Spectral Analysis of Growing Graphs
Author | : Nobuaki Obata |
Publisher | : Springer |
Total Pages | : 141 |
Release | : 2017-02-17 |
ISBN-10 | : 9789811035067 |
ISBN-13 | : 9811035067 |
Rating | : 4/5 (067 Downloads) |
Download or read book Spectral Analysis of Growing Graphs written by Nobuaki Obata and published by Springer. This book was released on 2017-02-17 with total page 141 pages. Available in PDF, EPUB and Kindle. Book excerpt: This book is designed as a concise introduction to the recent achievements on spectral analysis of graphs or networks from the point of view of quantum (or non-commutative) probability theory.
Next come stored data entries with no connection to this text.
Issue #603, opened 2019-03-07
Upgrade to vue CLI 3.X / webpack 4.X


mjvkeulen:
**Describe the solution you'd like**
Upgrade to our frontend to use Vue CLI 3.X and/or Webpack 4.X to keep up with new releases and patching any vulnerabilities.

mjvkeulen:
Fixed in #665

PR #665, opened 2019-04-28
Upgrade to the latest version of webpack by making use of Vuecli 3

mjvkeulen:
## Description
Updated the front end to make use of the latest Webpack and Node environment. Allowing all dependencies to be updated, removing any found vulnerabilities.

### Note
One indirect vulnerability remains `tar`, via `node sass` via `node gyp`. However, this should be resolved soonish see:
https://github.com/nodejs/node-gyp/issues/1714


src/django/VLE/migrations/0021_unknown_profile_picture.py
```diff
@@ -0,0 +1,23 @@
+# Generated by Django 2.1.7 on 2019-03-06 11:16
+
+from django.db import migrations, models
+
+
+def update_unknown_profile_pic_url(apps, schema_editor):
+    User = apps.get_model('VLE', 'User')
+    for user in User.objects.all():
+        if user.profile_picture == '/static/unknown-profile.png':
+            user.profile_picture = '/unknown-profile.png'
```
Larspolo: Maybe we should set this to `None` and add an alt to the places where we use the pf in the frontend

src/vue/package.json
```diff
@@ -1,33 +1,34 @@
 {
-  "name": "eJournal",
+  "name": "ejournal",
```
Larspolo: I prefer eJournal

src/vue/src/Header.vue
```diff
@@ -202,7 +202,8 @@ export default {
         &:hover
             > svg
                 fill: $theme-medium-grey !important
-        &.active
```
Larspolo: The active isnt orange anymore

src/vue/src/views/UserRoleConfiguration.vue
```diff
@@ -48,7 +48,8 @@
                             <!-- eslint-disable -->
                             <b-form-checkbox
                                 :class="{ 'input-disabled': essentialPermission(role, permission) }"
-                                v-model="roleConfig[getIndex(role)][permission]"/>
+                                v-model="roleConfig[getIndex(role)][permission]"
+                                inline/>
```
Larspolo: shouldnt this `/>` be on a newline?

src/vue/package.json
mjvkeulen: Should be non capitalized

src/vue/src/Header.vue
mjvkeulen: This was specifically addressed in 1850ff18f452457e59ef6d3e729e54ed23b7a3d6, are you sure?

src/vue/src/views/UserRoleConfiguration.vue
mjvkeulen: Yes, hm why is this not caught by the linter tho

src/vue/src/Header.vue
mjvkeulen: Ah the behaviour is different in the way that currently only the exact match is highlighted. Is this prefered or not? So should courses be highlighted when viewing a journal page, or should this only happen when visiting the view `Course`?

This change is as simple as moving from `router-link-exact-active` to `router-link-active` in the selector.

engelhamer: I'd be in favor of `router-link-active`, just like how it used to be.

mjvkeulen: Alright, I will update accordingly

src/vue/src/views/UserRoleConfiguration.vue
mjvkeulen: Ah silly this block is disabled, for syntax which is no longer disallowed even.

mjvkeulen:
fixes #603

PR #676, opened 2019-05-17
Added grade history

### LINKED ISSUE #459: Immutable grade history
A record of all grading steps should be kept.

**User story**
As a user with the privilege 'can_see_grade_history' it should be possible to see an immutable grade record. This can be used to solved grading disputes later down the line.

### LINKED ISSUE #602: Allow unpublishing of grades
Currently, grades cannot be unpublished. A user can untick the publish box and click save, but the following toast appears:

image-1

It would be more useful if it would be possible to unpublish grades. E.g. when you want to make some changes to some grades but not publish them right away.

engelhamer:
## Description
image

image

## Summary of changes
- Fixes #459
- Fixes #602


src/django/VLE/migrations/0022_grade_history.py
```diff
@@ -0,0 +1,75 @@
...
+    dependencies = [
+        ('VLE', '0021_unknown_profile_picture'),
+    ]
+
+    operations = [
+        migrations.CreateModel(
+            name='Grade',
+            fields=[
+                ('id', models.AutoField(auto_created=True, primary_key=True, serialize=False, verbose_name='ID')),
+                ('entry', models.ForeignKey(editable=False, on_delete=django.db.models.deletion.CASCADE, related_name='+', to='VLE.Entry')),
```
mjvkeulen: Why did you decide not to create a backwards relationship?

src/django/VLE/serializers.py
```diff
@@ -418,14 +424,16 @@ def get_content(self, entry):
         return ContentSerializer(entry.content_set.all(), many=True).data
 
     def get_editable(self, entry):
-        return entry.grade is None and not entry.is_locked()
+        return (entry.grade is None or entry.grade.grade is None) and not entry.is_locked()
```
mjvkeulen: Move this check to a function for the Entry model?

src/django/VLE/serializers.py
```diff
@@ -418,14 +424,16 @@ def get_content(self, entry):
...
 
     def get_grade(self, entry):
         # TODO: Add permission can_view_grade
         if 'user' not in self.context or not self.context['user']:
             return None
-        if entry.published or self.context['user'].has_permission('can_grade', entry.node.journal.assignment):
-            return entry.grade
+        grade = entry.grade
+        if grade is not None and (grade.published or
```
mjvkeulen: Same thing here, if grade would suffice as the options are None or a valid Grade instance?

src/django/VLE/tasks/grading.py
```diff
@@ -3,22 +3,25 @@
...
-    if published:
-        Comment.objects.filter(entry__node__journal__assignment=assignment) \
-                       .exclude(entry__grade=None).update(published=True)
-        for journal in assignment.journal_set.all():
-            if journal.sourcedid is not None and journal.grade_url is not None:
-                lti_grade.replace_result(journal)
+    entries = Entry.objects.filter(node__journal__assignment=assignment).exclude(grade=None)
+
+    for entry in entries:
+        factory.make_grade(entry, user, entry.grade.grade, True)
```
mjvkeulen: User instance is not JSON serializable so this will fail when the message is passed to a worker?

src/django/VLE/views/entry.py
```diff
@@ -117,6 +115,7 @@ def partial_update(self, request, *args, **kwargs):
         content_list, = utils.required_typed_params(request.data, (list, 'content'))
         entry_id, = utils.required_typed_params(kwargs, (int, 'pk'))
         entry = Entry.objects.get(pk=entry_id)
+        graded = entry.grade is not None and entry.grade.grade is not None
```
mjvkeulen: Someone can submit an entry before the deadline has passed, which can then be graded but is not published. The response you are not allowed to edit graded entries is a bit magical for this scenario. Or can this not occur to begin with?

src/django/VLE/views/entry.py
```diff
@@ -177,12 +176,13 @@ def destroy(self, request, *args, **kwargs):
         pk, = utils.required_typed_params(kwargs, (int, 'pk'))
 
         entry = Entry.objects.get(pk=pk)
+        graded = entry.grade is not None and entry.grade.grade is not None
```
mjvkeulen: Yes, I believe moving this to an entry function would be nice.

engelhamer:
> Good stuff man!
> 
> Some issues spotted, and one more question:
> If students have permission to view the grade history, where should they access this?

They can't, see: https://github.com/eJourn-al/eJournal/pull/676/files#diff-62f9524da5687c49df68ec84eea44938R414

This feature is intended for graders only.

src/django/VLE/views/entry.py
engelhamer: Though it is not expected, teachers can indeed decide to grade entries before they are due. We could prevent that by not allowing teachers to grade entries until their lock date has passed, but then what if no such date constraints are present? I think that we should leave this up to the teachers themselves (this is also how it used to be).

src/django/VLE/migrations/0022_grade_history.py
```diff
@@ -0,0 +1,75 @@
...
+    for entry in Entry.objects.all():
+        if entry.grade is not None:
+            Grade.objects.create(entry=entry, grade=entry.grade, published=entry.published, author=None)
+
+
+def link_entry_grades(apps, schema_editor):
+    Grade = apps.get_model('VLE', 'Grade')
+    Entry = apps.get_model('VLE', 'Entry')
+    for entry in Entry.objects.all():
+        entry.grade = Grade.objects.get(entry=entry).first()
```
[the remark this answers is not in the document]
engelhamer: Ah that's right, `DoesNotExist` should be caught and grade should subsequently be set to `None`.

src/django/VLE/migrations/0022_grade_history.py
engelhamer: There is a foreign key for the latest grade embedded in the entry itself.

src/django/VLE/tasks/grading.py
mjvkeulen: I think it's that or provide the pk to the function and get the corresponding instance.

engelhamer: That would work 👍

mjvkeulen:
> This feature is intended for graders only.

I can get behind this approach, but at the same time, I feel that as a student being able to view the grade history of ones own entries has value as well. E.g. seeing whether a disputed mark has been updated. 

What do you guys think?

src/django/VLE/migrations/0022_grade_history.py
```diff
@@ -0,0 +1,75 @@
...
+import django.db.models.deletion
+from django.conf import settings
+from django.db import migrations, models
+
+
+def create_entry_grades(apps, schema_editor):
+    Grade = apps.get_model('VLE', 'Grade')
+    Entry = apps.get_model('VLE', 'Entry')
+    for entry in Entry.objects.all():
+        if entry.grade is not None:
```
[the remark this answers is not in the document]
Larspolo: A grade of `0` is different from `None`

src/django/VLE/migrations/0022_grade_history.py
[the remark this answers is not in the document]
Larspolo: also `get` should be `filter` I think

src/django/VLE/migrations/0022_grade_history.py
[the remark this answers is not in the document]
engelhamer: That is true, Lars, but the grade variable in an entry will now always point to a grade object, which in turn contains the actual grade as well as details on authorship and publishment.

src/django/test/test_gradepassback.py
```diff
@@ -163,21 +164,23 @@ def test_check_if_need_VLE_publish_journals_nothing_needed(self):
...
+                   user=self.teacher)
         lti_grade.change_entry_vle_coupling(self.journal, Entry.GRADING)
 
         entry = Entry.objects.get(pk=entry.pk)
         assert entry.vle_coupling == Entry.GRADING, 'Check if change_entry_vle_coupling works'
 
     def test_replace_result_no_url(self):
         """Hopefully doesnt crash."""
-        factory.Entry(node__journal=self.journal, published=True)
+        factory.Entry(node__journal=self.journal)
```
Larspolo: This test is now a different test. This now tests if the grade is not updated when its not published iso when there is no grade_url. Great test, but I think this is already tested somewhere else

src/django/test/test_statistics.py
```diff
@@ -21,11 +22,9 @@ def setUp(self):
...
         """Test the journal stats functions in the serializer."""
         entries = utils.get_journal_entries(self.journal)
-        for i in range(len(entries)):
-            if i > 0:
-                entries[i].grade = 1
-                entries[i].published = True
-                entries[i].save()
+        for entry in entries[1:]:
+            api.create(self, 'grades', params={'entry_id': entry.id, 'grade': 1, 'published': True},
+                       user=self.journal.assignment.courses.first().author)
```
Larspolo: With this call, this will also crash when the grades api is broken. This shouldnt be the case, this should only test whether the journal stats are correct or not. I would suggest changing it back to manually adding a grade from where its tested.

src/vue/src/components/entry/ProgressNode.vue
```diff
@@ -38,8 +38,9 @@ export default {
                 if (node.nID === this.currentNode.nID) { return true }
 
                 if (node.type === 'e' || node.type === 'd') {
-                    if (node.entry && node.entry.grade && node.entry.published && node.entry.grade !== '0') {
-                        tempProgress += parseFloat(node.entry.grade)
+                    if (node.entry && node.entry.grade && node.entry.grade.published
+                        && node.entry.grade.grade !== '0') {
```
Larspolo: why is 0 excluded? not that it matters, but still

src/vue/src/components/journal/JournalNonStudent.vue
```diff
@@ -293,7 +293,7 @@ export default {
             for (let i = 0; i < this.nodes.length; i++) {
                 if ('entry' in this.nodes[i] && this.nodes[i].entry) {
                     const entry = this.nodes[i].entry
-                    if (('grade' in entry && entry.grade === null) || ('published' in entry && !entry.published)) {
+                    if ('grade' in entry && (entry.grade.grade === null || !entry.grade.published)) {
                         if (i < min) { min = i }
```
Larspolo: Why is this if inside another if?

src/vue/src/components/journal/JournalNonStudent.vue
```diff
@@ -293,7 +293,7 @@ export default {
             for (let i = 0; i < this.nodes.length; i++) {
                 if ('entry' in this.nodes[i] && this.nodes[i].entry) {
                     const entry = this.nodes[i].entry
-                    if (('grade' in entry && entry.grade === null) || ('published' in entry && !entry.published)) {
+                    if ('grade' in entry && (entry.grade.grade === null || !entry.grade.published)) {
```
Larspolo: below (TimelineNodeCircle.vue:158) we use `if (entry && entry.grade)`, and here its `'grade' if entry`. This is a bit inconsistent. I would suggest using the first method as that checks every case where something can be null, and the latter only checks if entry is null

Larspolo:
image

When loading the entry that has no grades, it gives an error

Larspolo:
If grade and published state do not change, should it really insert another grade entry? Imo it should only update when there is an actual update. (Accidental) double clicks now insert multiple entries in the grade history.

image

Larspolo:
image

Table overflow on mobile devices like the iPhone X, 6/7/8 and Galaxy S9

src/django/VLE/migrations/0022_grade_history.py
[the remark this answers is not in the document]
engelhamer: Yes, then `first` will yield None if the queryset is empty.

src/django/VLE/migrations/0022_grade_history.py
```diff
@@ -0,0 +1,75 @@
...
+        ),
+        migrations.AddField(
+            model_name='role',
+            name='can_view_grade_history',
+            field=models.BooleanField(default=False),
+        ),
+        migrations.AlterField(
+            model_name='entry',
+            name='grade',
+            field=models.ForeignKey(null=True, on_delete=django.db.models.deletion.SET_NULL, related_name='+', to='VLE.Grade'),
```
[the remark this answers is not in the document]
engelhamer: Since we do not want Django to automatically set up backwards relationships. Instead, we maintain only a single *grade* for each entry: the most recent one.

src/django/VLE/views/grade.py
```diff
@@ -0,0 +1,91 @@
...
+            forbidden -- when its not their own journal, or the user is not allowed to grade that journal
+        On success:
+            success -- with all historic grades corresponding to the entry
+        """
+        entry_id, = utils.required_typed_params(request.query_params, (int, "entry_id"))
+
+        entry = Entry.objects.get(pk=entry_id)
+        assignment = entry.node.journal.assignment
+
+        request.user.check_permission('can_view_grade_history', assignment)
```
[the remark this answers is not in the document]
engelhamer: Why would that be? This permission should only be available if users can view the journal itself and using only this check is valid for this API call in my opinion: this does not relate to the entry content itself.

src/django/VLE/views/grade.py
```diff
@@ -0,0 +1,91 @@
...
+            success -- with the assignment data
+        """
+        entry_id, grade, published = utils.required_typed_params(request.data, (int, 'entry_id'), (float, 'grade'),
+                                                                 (bool, 'published'))
+
+        entry = Entry.objects.get(pk=entry_id)
+        journal = entry.node.journal
+        assignment = journal.assignment
+
+        request.user.check_permission('can_grade', assignment)
```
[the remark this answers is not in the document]
engelhamer: I don't understand this scenario.

src/django/test/factory/grade.py
```diff
@@ -0,0 +1,23 @@
...
+
+
+class GradeFactory(factory.django.DjangoModelFactory):
+    class Meta:
+        model = 'VLE.Grade'
+
+    entry = factory.SubFactory('test.factory.entry.EntryFactory')
+    grade = 1
+    published = True
+    date = faker.date()
```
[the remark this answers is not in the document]
engelhamer: We randomise things like course start/end dates as well. Why would this be any different?

src/django/test/test_entry.py
```diff
@@ -128,19 +128,20 @@ def test_update(self):
         self.journal.assignment.save()
 
         # Grade and publish an entry
-        api.update(self, 'entries/grade', params={'pk': entry['id'], 'grade': 5}, user=self.student, status=403)
-        api.update(self, 'entries/grade', params={'pk': entry['id'], 'grade': 5}, user=self.teacher)
+        api.create(self, 'grades', params={'entry_id': entry['id'], 'grade': 5, 'published': True}, user=self.student,
+                   status=403)
+        api.create(self, 'grades', params={'entry_id': entry['id'], 'grade': 5, 'published': True}, user=self.teacher)
```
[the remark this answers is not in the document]
engelhamer: I'd prefer not to, since grades are so strongly connected to entries. For example the 'grade' field in an entry should be updated for every new grade.

src/django/test/test_statistics.py
engelhamer: Due to the way in which the `grade` field in the Entry model now works it is necessary to perform exactly the steps that the API takes. It would be a hassle to do this here.

src/vue/src/components/entry/ProgressNode.vue
engelhamer: I guess just to skip the float parse and addition. Don't see much other reason.

src/django/test/factory/grade.py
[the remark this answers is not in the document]
Larspolo: Not in the test factory, that is the preset db (and should alson not be done imo)

src/django/VLE/views/grade.py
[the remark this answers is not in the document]
Larspolo: for a proper error response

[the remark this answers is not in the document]
Larspolo: also, when an assignment is unpublished, but a user is allowed to see the grade history, this returns true. However, I think that when something is unpublished, you should not be able to see the grade history

src/django/VLE/views/grade.py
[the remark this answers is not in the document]
Larspolo: see prev comment

src/django/test/test_statistics.py
Larspolo: that create fcuntion doesnt do a whole lot more than creating a new grade (besides from publishing comments, but that is not used here). I think using factory boy here would be a better solution

src/django/VLE/views/grade.py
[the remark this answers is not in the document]
engelhamer: Yes, but that cannot happen. If the assignment is unpublished there will not be any entries that can be graded or viewed the grade history of.

src/django/test/test_statistics.py
engelhamer: No, the create grade function now also updates the appropriate field in the entry itself. This is an essential step.

src/django/VLE/factory.py
```diff
@@ -431,7 +431,7 @@ def make_grade(entry, author, grade, published=False):
     """
     grade = Grade.objects.create(
         entry=entry,
-        author=author,
+        author=User.objects.filter(pk=author).first(),
```
Larspolo: why this change? its now inconsistent with the other `make_*` functions

src/django/VLE/models.py
```diff
@@ -816,6 +822,43 @@ def to_string(self, user=None):
...
+    )
+    author = models.ForeignKey(
+        'User',
+        null=True,
+        editable=False,
+        on_delete=models.SET_NULL
+    )
+
+    def save(self, *args, **kwargs):
+        self.date = timezone.now()
```
Larspolo: shouldn't this only be updated when its being created (with `if not self.pk:`)? Also, I would prefer it being called `creation_date` as that is also used elsewhere

sidenote: I noticed that creation_date and last_edited is most likely not implemented correctly on other models. Can't test this though as I am still on holidays (entry)

src/django/VLE/utils/grading.py
```diff
@@ -1,12 +1,15 @@
+from VLE import factory
 from VLE.models import Comment, Entry
 
 
-def publish_all_journal_grades(journal, published):
+def publish_all_journal_grades(journal, author):
     """publish all grades that are not None for a journal.
 
     - journal: the journal in question
-    - published: either True or False. If True show the grade to student.
```
Larspolo: now its missing author in docstring

src/django/VLE/views/entry.py
Larspolo: This can now be replaced by the is_graded method right?

```return not (self.grade is None or self.grade.grade is None)```

File: src/django/VLE/factory.py (hunk 19 above)
Comment (engelhamer) [reply src/django/VLE/factory.py]: Because User objects are not serializable.

File: src/django/VLE/models.py (hunk 20 above)
Comment (engelhamer) [reply src/django/VLE/models.py]: `creation_date` would fit in a scenario where the object can change, and consequently there should then be a `last_edited` date. Grades however are immutable and therefore carry only a single `date`. Explicitly mentioning creation would not suit here in my opinion.

File: src/django/VLE/views/entry.py (hunk 5 above)
Comment (engelhamer) [reply src/django/VLE/views/entry.py]: Yes! Thanks.

File: src/django/VLE/models.py (hunk 20 above)
Comment (mjvkeulen) [reply src/django/VLE/models.py]: Grades are indeed immutable and as such can only have a single date. However, date as a variable name is not very descriptive. The `date` represents the `creation_date` of the grade, as such using `creation_date` as a variable name would be more descriptive and more consistent in line with other naming conventions imo.

File: src/django/VLE/factory.py (hunk 19 above)
Comment (mjvkeulen) [reply src/django/VLE/factory.py]: Wrap author in an `isinstance` check? Not a big deal either way imo.

File: src/django/VLE/management/commands/preset_db.py [hunk 22]
```diff
@@ -71,7 +71,7 @@ def gen_users(self):
             },
             "Teacher": {
                 "username": "Teacher",
-                "full_name": "Xavier van Dommelen",
+                "full_name": "Engel Hamer",
```
mjvkeulen: Most important change ;)

src/vue/src/components/entry/EntryNonStudentPreview.vue
```diff
@@ -120,33 +169,45 @@ export default {
...
     watch: {
         entryNode () {
             this.completeContent = []
             this.setContent()
-            this.tempNode = this.entryNode
 
             if (this.entryNode.entry !== null) {
-                this.grade = this.entryNode.entry.grade
-                this.published = this.entryNode.entry.published
+                this.grade = {
```
Larspolo: why not change this to `this.grade = this.entryNode.entry.grade`

src/vue/src/components/timeline/TimelineNodeCircle.vue
```diff
@@ -155,19 +155,19 @@ export default {
...
+            if (entry && entry.grade && entry.grade.published) {
                 return 'graded'
             } else if (!entry && this.lockDateHasPassed()) {
                 return 'failed'
             } else if (!entry && this.dueDateHasPassed()) {
                 return 'overdue'
             } else if (!entry && !this.dueDateHasPassed()) {
                 return 'empty'
-            } else if (!isGrader && entry && !entry.published) {
+            } else if (!isGrader && entry && entry.grade && !entry.grade.published) {
```
Larspolo: This doesnt work as student, as they are unable to see the grade before its published. If you want this hourglass effect, it should be changed to `            } else if (!isGrader && entry && !entry.grade && !entry.editable) {`. Same goes for other uses of `entry.grade.published`

src/django/VLE/migrations/0022_grade_history.py
```diff
@@ -0,0 +1,75 @@
...
+    for entry in Entry.objects.all():
+        if entry.grade:
+            Grade.objects.create(entry=entry, grade=entry.grade, published=entry.published, author=None)
+
+
+def link_entry_grades(apps, schema_editor):
+    Grade = apps.get_model('VLE', 'Grade')
+    Entry = apps.get_model('VLE', 'Entry')
+    for entry in Entry.objects.all():
+        entry.grade = Grade.objects.filter(entry=entry).first()
```
mjvkeulen: Does this need to be a filter / do we have floating grade objects?

src/django/VLE/serializers.py
```diff
@@ -261,10 +266,11 @@ def get_stats(self, assignment):
         # Grader stats
         if self.context['user'].has_permission('can_grade', assignment):
             stats['needs_marking'] = journal_set \
-                .filter(node__entry__isnull=False, node__entry__grade__isnull=True).count()
+                .filter(Q(node__entry__grade__grade=None) | Q(node__entry__grade=None),
```
mjvkeulen: I thought that because of the `related_name='+'` an `entry` has no backward relation to a `grade`. But this filter is clearly using this relation from entry to grade. What am I missing here?

engelhamer: You are correct in that `related_name='+'` breaks this backward relation. The relation used here concerns the `grade` attribute of an entry (which is manually updated upon each grade change, it represents the current grade of the entry). The latter could not exist in parallel with the backwards relation of the same name.

src/django/VLE/migrations/0022_grade_history.py
engelhamer: I don't think it is strictly required at this point, but from here onwards there can exist multiple grade objects related to a single entry.

src/vue/src/components/entry/EntryNonStudentPreview.vue
```diff
@@ -91,9 +98,51 @@
...
         />
+
+        <b-modal
+            id="gradeHistoryModal"
+            ref="gradeHistoryModal"
+            size="lg"
+            title="Grade history"
+            hideFooter
+        >
+            <b-card class="no-hover">
```
mjvkeulen: image

Possibly remove the outer card? To me it is already in the body of the modal and is simply adding duplicate padding.

Larspolo:
image
When grading an entry that did not have a grade before

src/django/VLE/migrations/0022_grade_history.py
mjvkeulen: Right so:

```
if entry.grade:
    entry.grade = Grade.objects.get(entry=entry)
    entry.save()
```

Would have the same result, I found the filter to be confusing although this would effectively have no different outcome.

src/vue/src/components/entry/EntryNonStudentPreview.vue
engelhamer: This is the style we practice in all modals. If we want to change that we should do it everywhere, but I vouch for keeping it this way.

PR #680, opened 2019-06-25
Deploy speedup

### LINKED ISSUE #641: Reduce deploy time by removing the replace step
The removal of the step "Set the correct API url in all javascript files" woud be a great time reduction when deploying.

This could possibly be done by reading the api url from a setting file before building the frontend.

**User story**
When deploying as developer, the "Set the correct API url in all javascript files" step takes way too long.

mjvkeulen:
## Description
- Use environment variables set from ansible to handle the front end build (e.g. the api url).
- Removed the slow find and replace step of the deploy for the api url.

Deploy split into 3 make commands:
- `run-ansible-deploy`: full deploy as we are used to.
- `run-ansible-deploy-front`: only deploy the Vue front end web structure.
`run-ansible-deploy-back`: only deploy the Django backend.

fixes #641


system_configuration_tools/roles/web/tasks/setup_frontend_file_structure.yml
```diff
@@ -4,13 +4,14 @@
...
     path: "{{ frontend_web_dir }}/"
-  tags: deploy
 
 - name: Recreate {{ frontend_web_dir }} directory
   file:
     state: directory
     path: "{{ frontend_web_dir }}/"
-  tags: deploy
+    owner: www-data
+    group: www-data
```
Larspolo: maybe this should also be extracted to a variable like gunicorn_user?

system_configuration_tools/roles/web/tasks/setup_frontend_file_structure.yml
```diff
@@ -47,34 +50,25 @@
...
-    replace: "https://api.{{ inventory_hostname }}/"
-  with_items: "{{ javascript_files.files }}"
+- name: Ensure that the frontend file permissions are set properly
+  file: path={{ frontend_web_dir }}
+        recurse=yes
+        owner=www-data
+        group=www-data
+        mode=0755
+  changed_when: false
   tags: deploy
```
Larspolo: should this also be removed?

PR #682, opened 2019-06-30
Added badge to identically named assignments

### LINKED ISSUE #674: You can have multiple assignments with the same name under 1 course
You can have multiple assignments with the same name under 1 course. This should not be possible as this makes it unclear which assignment is which 

**User interface**
Current interface:
image

Here you cannot distinguish between the different assignment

The main topics are spectral distributions of the adjacency matrices of finite or infinite graphs and their limit distributions for growing graphs. The main vehicle is quantum probability, an algebraic extension of the traditional probability theory, which provides a new framework for the analysis of adjacency matrices revealing their non-commutative nature. For example, the method of quantum decomposition makes it possible to study spectral distributions by means of interacting Fock spaces or equivalently by orthogonal polynomials. Various concepts of independence in quantum probability and corresponding central limit theorems are used for the asymptotic study of spectral distributions for product graphs.This book is written for researchers, teachers, and students interested in graph spectra, their (asymptotic) spectral distributions, and various ideas and methods on the basis of quantum probability. It is also useful for a quick introduction to quantum probability and for an analytic basis of orthogonal polynomials.